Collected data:
****************************************

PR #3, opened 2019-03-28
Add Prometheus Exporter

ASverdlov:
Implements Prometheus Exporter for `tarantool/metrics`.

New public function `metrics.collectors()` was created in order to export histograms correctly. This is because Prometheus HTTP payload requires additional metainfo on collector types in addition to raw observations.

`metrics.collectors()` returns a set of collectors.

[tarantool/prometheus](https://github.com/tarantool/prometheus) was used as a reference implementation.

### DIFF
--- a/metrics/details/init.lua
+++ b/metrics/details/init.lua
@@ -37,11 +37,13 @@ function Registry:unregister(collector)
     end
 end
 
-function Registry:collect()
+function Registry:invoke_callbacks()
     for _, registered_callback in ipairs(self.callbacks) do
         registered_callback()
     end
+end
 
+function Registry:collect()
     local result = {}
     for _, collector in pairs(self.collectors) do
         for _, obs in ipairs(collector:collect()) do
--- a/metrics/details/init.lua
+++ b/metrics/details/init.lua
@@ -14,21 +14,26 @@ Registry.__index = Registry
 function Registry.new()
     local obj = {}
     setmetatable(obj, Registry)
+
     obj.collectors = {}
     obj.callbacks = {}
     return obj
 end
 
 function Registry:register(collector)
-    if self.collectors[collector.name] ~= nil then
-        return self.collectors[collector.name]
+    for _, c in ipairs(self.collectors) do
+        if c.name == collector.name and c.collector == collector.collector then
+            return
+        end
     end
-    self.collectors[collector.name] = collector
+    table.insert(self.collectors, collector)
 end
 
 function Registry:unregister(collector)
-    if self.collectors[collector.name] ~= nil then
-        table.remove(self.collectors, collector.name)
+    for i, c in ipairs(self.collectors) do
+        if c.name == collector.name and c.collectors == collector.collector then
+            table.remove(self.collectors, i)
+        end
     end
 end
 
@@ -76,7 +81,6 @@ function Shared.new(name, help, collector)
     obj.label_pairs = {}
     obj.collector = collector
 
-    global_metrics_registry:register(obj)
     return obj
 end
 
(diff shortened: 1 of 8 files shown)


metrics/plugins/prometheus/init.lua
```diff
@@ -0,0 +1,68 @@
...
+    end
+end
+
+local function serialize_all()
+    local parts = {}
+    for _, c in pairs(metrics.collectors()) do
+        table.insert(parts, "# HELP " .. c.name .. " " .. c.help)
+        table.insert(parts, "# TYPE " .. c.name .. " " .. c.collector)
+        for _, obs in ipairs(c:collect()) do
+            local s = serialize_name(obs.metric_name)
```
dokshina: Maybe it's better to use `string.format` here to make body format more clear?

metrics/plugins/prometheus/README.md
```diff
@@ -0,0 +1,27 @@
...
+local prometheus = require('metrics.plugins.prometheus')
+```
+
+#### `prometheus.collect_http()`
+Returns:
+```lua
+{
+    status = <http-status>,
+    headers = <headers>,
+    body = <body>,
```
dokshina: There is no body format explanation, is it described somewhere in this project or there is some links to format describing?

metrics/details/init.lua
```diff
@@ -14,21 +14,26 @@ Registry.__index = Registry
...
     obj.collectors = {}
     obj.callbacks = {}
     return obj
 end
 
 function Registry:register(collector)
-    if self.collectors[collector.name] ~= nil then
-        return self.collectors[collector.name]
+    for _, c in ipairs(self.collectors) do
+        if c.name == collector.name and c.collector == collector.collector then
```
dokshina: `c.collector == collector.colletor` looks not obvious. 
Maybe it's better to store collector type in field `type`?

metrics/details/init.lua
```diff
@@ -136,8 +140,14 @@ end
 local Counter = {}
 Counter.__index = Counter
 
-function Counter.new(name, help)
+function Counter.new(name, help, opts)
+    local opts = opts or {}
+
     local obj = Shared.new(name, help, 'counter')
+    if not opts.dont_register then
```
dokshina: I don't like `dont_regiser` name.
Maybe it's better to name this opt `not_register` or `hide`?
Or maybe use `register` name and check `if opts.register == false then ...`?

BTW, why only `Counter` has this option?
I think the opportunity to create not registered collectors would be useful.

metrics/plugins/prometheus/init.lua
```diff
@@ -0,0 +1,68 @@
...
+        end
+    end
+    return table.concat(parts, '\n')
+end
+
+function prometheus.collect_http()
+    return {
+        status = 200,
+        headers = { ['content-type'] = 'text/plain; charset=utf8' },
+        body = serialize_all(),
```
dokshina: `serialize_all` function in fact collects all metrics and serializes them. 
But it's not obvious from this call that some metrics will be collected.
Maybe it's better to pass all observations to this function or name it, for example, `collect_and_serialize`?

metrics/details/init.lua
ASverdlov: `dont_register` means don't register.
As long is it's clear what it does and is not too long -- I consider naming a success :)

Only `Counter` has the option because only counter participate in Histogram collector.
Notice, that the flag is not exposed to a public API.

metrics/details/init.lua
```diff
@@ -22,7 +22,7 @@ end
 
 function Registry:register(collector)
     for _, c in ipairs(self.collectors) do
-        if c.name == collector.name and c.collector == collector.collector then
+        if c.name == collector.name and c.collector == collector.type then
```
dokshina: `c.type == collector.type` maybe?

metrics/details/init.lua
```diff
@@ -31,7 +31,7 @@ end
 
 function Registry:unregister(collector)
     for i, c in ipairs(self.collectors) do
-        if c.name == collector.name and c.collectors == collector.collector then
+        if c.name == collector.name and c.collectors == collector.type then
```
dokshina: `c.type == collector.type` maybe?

****************************************

_WHAT THE TASK REQUIRES_
Lines from the start of the entries through the one containing "for _, obs in ipairs(collector:collect())" are to be set down again exactly, both ends included.

_RESULT OF THE EXERCISE_
PR #3, opened 2019-03-28
Add Prometheus Exporter

ASverdlov:
Implements Prometheus Exporter for `tarantool/metrics`.

New public function `metrics.collectors()` was created in order to export histograms correctly. This is because Prometheus HTTP payload requires additional metainfo on collector types in addition to raw observations.

`metrics.collectors()` returns a set of collectors.

[tarantool/prometheus](https://github.com/tarantool/prometheus) was used as a reference implementation.

### DIFF
--- a/metrics/details/init.lua
+++ b/metrics/details/init.lua
@@ -37,11 +37,13 @@ function Registry:unregister(collector)
     end
 end
 
-function Registry:collect()
+function Registry:invoke_callbacks()
     for _, registered_callback in ipairs(self.callbacks) do
         registered_callback()
     end
+end
 
+function Registry:collect()
     local result = {}
     for _, collector in pairs(self.collectors) do
         for _, obs in ipairs(collector:collect()) do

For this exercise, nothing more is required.